Benchmark leaderboard

Back Home

ai-writing-detection

AI Writing Detection

Classify essays from a fixed balanced sample of 50 human-written and 50 AI-generated examples from the AI Generated Essays Dataset. Higher is better.

Higher score is better
1

anthropic/claude-opus-4.1

1.0000
2

google/gemini-3-flash-preview

1.0000
3

anthropic/claude-sonnet-4.5

0.9899
4

google/gemma-4-26b-a4b-it

0.9899
5

google/gemma-4-31b-it

0.9899
6

openai/gpt-5.3-chat

0.9899
7

qwen/qwen3.5-122b-a10b

0.9899
8

qwen/qwen3.5-397b-a17b

0.9899
9

openai/gpt-5.1

0.9804
10

x-ai/grok-4.1-fast

0.9804
11

anthropic/claude-opus-4.6

0.9800
12

anthropic/claude-sonnet-4.6

0.9592
13

anthropic/claude-opus-4.5

0.9278
14

google/gemini-3.1-flash-lite-preview

0.8929
15

inception/mercury-2

0.8750
16

openai/gpt-5.4

0.8621
17

anthropic/claude-haiku-4.5

0.8454
18

openai/gpt-oss-120b

0.8421
19

minimax/minimax-m2.5

0.8000
20

meta-llama/llama-4-maverick

0.7321
21

mistralai/mistral-small-2603

0.6849
22

openai/gpt-5.4-mini

0.6803
23

mistralai/mistral-large-2512

0.6667
24

x-ai/grok-4.20-beta

0.6667
25

amazon/nova-micro-v1

0.6438
26

mistralai/mistral-medium-3.1

0.6087
27

deepseek/deepseek-v3.2

0.4819
28

amazon/nova-2-lite-v1

0.4211
29

amazon/nova-pro-v1

0.0357
30

meta-llama/llama-4-scout

0.0241
31

amazon/nova-lite-v1

0.0000

Methodology

How scoring works

Read a fixed deterministic sample of 50 human essays and 50 AI essays from the downloaded Kaggle dataset, prompt the model once per essay to predict whether it is AI-generated, then compute binary classification precision, recall, and F1 for the AI class.

Prompt

Each essay is shown once and the model must return exactly one character: "1" for AI-generated or "0" for human-written, with no explanation.

Score

Higher is better.
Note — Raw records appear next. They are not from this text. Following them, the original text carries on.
PR #5804, opened 2026-08-18
Disable pnpm's implicit install-on-run in favor of explicit installs

lukemelia:
## What

1. Sets `verifyDepsBeforeRun: false` in `pnpm-workspace.yaml`. pnpm 11 defaults this setting to `install`, which makes every `pnpm run` / `pnpm exec` check node_modules freshness first and silently run a workspace-wide install when the check fails. With `false`, scripts run against node_modules as-is and installs happen only when explicitly requested — the pnpm 10 behavior this workspace ran on previously.
2. Adds `pnpm-workspace.yaml` to every workflow path filter that already lists `pnpm-lock.yaml` (and to ci-host's index-cache invalidation case). The file carries dependency-resolution settings (catalog, overrides, patchedDependencies, allowBuilds, verifyDepsBeforeRun), but a settings-only change that doesn't touch the lockfile previously ran zero suites.

## Why

The freshness check never passes in CI — not even immediately after the init action's `pnpm install --frozen-lockfile`, and not after one of the implicit installs itself completes — so every pnpm invocation in a CI job pays a redundant 4–16s install. Green host-shard logs show the sequence plainly: the explicit install finishes, then three more implicit installs run during setup, then several *concurrent* ones fire when `run-p` boots the test services.

That concurrency is the fatal case. `start:matrix`, `start:smtp`, `start:host-dist`, and the rest are each `pnpm run` invocations, so each spawns its own workspace-wide install into the same node_modules. They stomp each other's bin links (the `Failed to create bin … ENOENT` warnings visible even in passing shards) and occasionally wedge each other. When `start:matrix`'s install is the one that hangs, `start-matrix.sh` never reaches `pnpm assert-synapse-running`, the Synapse container is never created, and the shard fails with `Failed to reach Synapse at http://localhost:8008/_matrix/client/versions after 60 attempts (~300s)` — the recurring "Synapse startup" flake. Failing-shard logs show that install still running at teardown, killed by SIGTERM five minutes after it started, with `Error response from daemon: No such container: boxel-synapse-ci` in between.

The same mechanism slows local dev: every `pnpm <script>` pays the check, and `pnpm start:all` fans out the same concurrent implicit installs.

## Test plan

- `pnpm config get verify-deps-before-run` reports `false` with this change (previously unset, defaulting to `install`).
- With the path filters updated, CI on this PR exercises the fix directly: host-shard logs should show no `Done in Ns using pnpm` implicit-install output between the init action's install and the test run, and no `Failed to create bin … ENOENT` warnings during service boot.

### DIFF
--- a/pnpm-workspace.yaml
+++ b/pnpm-workspace.yaml
@@ -257,6 +257,15 @@ catalog:
   yaml: ^2.5.1
   yargs: ^17.5.1
 
+# pnpm 11 defaults this to `install`, making every `pnpm run` first check
+# node_modules freshness and silently run a full install when the check
+# fails. The check never passes in CI, so each of the ~9 services `run-p`
+# boots kicks off its own concurrent workspace-wide install into the same
+# node_modules; when they collide badly enough, start:matrix never reaches
+# `docker run` and the shard dies with "Failed to reach Synapse". Disabling
+# restores pnpm 10 behavior: scripts run against node_modules as-is.
+verifyDepsBeforeRun: false
+
 minimumReleaseAge: 1440
 minimumReleaseAgeExclude:
   - "@glint/ember-tsc"
--- a/.github/workflows/ci-host.yaml
+++ b/.github/workflows/ci-host.yaml
@@ -16,6 +16,7 @@ on:
       - ".github/workflows/ci-host.yaml"
       - "package.json"
       - "pnpm-lock.yaml"
+      - "pnpm-workspace.yaml"
       # CI boot path: see comment on the equivalent block in ci.yaml.
       - ".mise.toml"
       - ".github/actions/**"
@@ -149,7 +150,7 @@ jobs:
           use_cache=true
           while IFS= read -r file; do
             case "$file" in
-              packages/realm-server/*|packages/runtime-common/*|packages/postgres/*|packages/boxel-ui/*|package.json|pnpm-lock.yaml)
+              packages/realm-server/*|packages/runtime-common/*|packages/postgres/*|packages/boxel-ui/*|package.json|pnpm-lock.yaml|pnpm-workspace.yaml)
                 use_cache=false
                 echo "Index-behavior change detected: $file"
                 break
--- a/.github/workflows/ci-software-factory.yaml
+++ b/.github/workflows/ci-software-factory.yaml
@@ -20,6 +20,7 @@ on:
       - "packages/software-factory/**"
       - "package.json"
       - "pnpm-lock.yaml"
+      - "pnpm-workspace.yaml"
       # CI boot path: see comment on the equivalent block in ci.yaml.
       - ".mise.toml"
       - ".github/actions/**"
--- a/.github/workflows/ci.yaml
+++ b/.github/workflows/ci.yaml
@@ -54,6 +54,7 @@ jobs:
               - 'packages/runtime-common/**'
               - 'package.json'
               - 'pnpm-lock.yaml'
+              - 'pnpm-workspace.yaml'
               # CI boot path. Each gated suite runs `./.github/actions/init`
               # (which calls `jdx/mise-action`, sourcing `.mise.toml` for tool
               # versions) and then `mise run test-services:*` (which sources
--- a/.github/workflows/pr-boxel-ui.yml
+++ b/.github/workflows/pr-boxel-ui.yml
@@ -8,6 +8,7 @@ on:
       - ".github/workflows/pr-boxel-ui.yml"
       - "package.json"
       - "pnpm-lock.yaml"
+      - "pnpm-workspace.yaml"
 
 permissions:
   contents: read
--- a/.github/workflows/preview-host.yml
+++ b/.github/workflows/preview-host.yml
@@ -10,6 +10,7 @@ on:
       - ".github/workflows/preview-host.yml"
       - "package.json"
       - "pnpm-lock.yaml"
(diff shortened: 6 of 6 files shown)


richardhjtan (commented):
[Claude Code 🤖] I reviewed this as a configuration change with two independent halves: does the setting actually take effect (a mistyped key in `pnpm-workspace.yaml` fails silently), and is the path-filter change complete (a half-applied filter is worse than none, because it looks handled). I verified both against the checked-out branch rather than reading them.

**Bottom line: both halves are correct and complete, and the reasoning in the description holds up. No blocking issues. One follow-up — the change fixes a symptom whose cause is still unexplained, and the artifact that would explain it is one `cat` away in CI.**

**The setting takes effect.** `pnpm config get verify-deps-before-run` reports `undefined` on `main` and `false` on this branch, under the pinned pnpm 11.0.9. The key is top-level rather than nested under the `catalog:` map it follows — the mistake this file's shape invites.

**The path-filter change is complete.** I enumerated every reference to `pnpm-lock.yaml` under `.github/` and checked each against the diff. Six sites carry it as a change-detection input — the `paths:` filters in `ci-host.yaml`, `ci-software-factory.yaml`, `pr-boxel-ui.yml`, `preview-host.yml`, the `dorny/paths-filter` block in `ci.yaml`, and the index-cache invalidation `case` in `ci-host.yaml` — and all six gained `pnpm-workspace.yaml`. None was missed.

**The seventh reference is correctly left alone**, which is worth recording because it looks like a miss. `.github/actions/init/action.yml` keys the `actions/cache` step on `hashFiles('**/pnpm-lock.yaml')`, and that cache's `path` is `pnpm store path` — the content-addressed package store, not `node_modules`. Settings like `verifyDepsBeforeRun` don't change which tarballs are needed, so adding the file there would only cost cache hits; and the resolution-affecting settings that *do* change them (`catalog`, `overrides`, `patchedDependencies`) cannot change without moving the lockfile, which already moves the key. Leaving it out is right in both directions.

**Also worth noting the index-cache case is the right call, not just a consistent one.** `pnpm-workspace.yaml` carries the catalog, so a version bump there changes what the indexer actually runs — which is the same reason `packages/runtime-common/*` is in that list. A settings-only edit will now invalidate the index cache unnecessarily, but erring that way costs a cache miss rather than a wrong green.

**Follow-up:** capture why the freshness check fails, before the comment in `pnpm-workspace.yaml` becomes the last word on it. Detail and the one-command diagnostic are in the thread on that block.

---

pnpm-workspace.yaml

The benchmark score is the F1 score for detecting AI-generated essays, using label 1 as the positive class.

Execution

Benchmark runners execute locally, read the dataset from disk, use OpenRouter for predictions with reasoning disabled, cache results in Neon by benchmark and model ID, and skip recomputation for models that already have stored scores.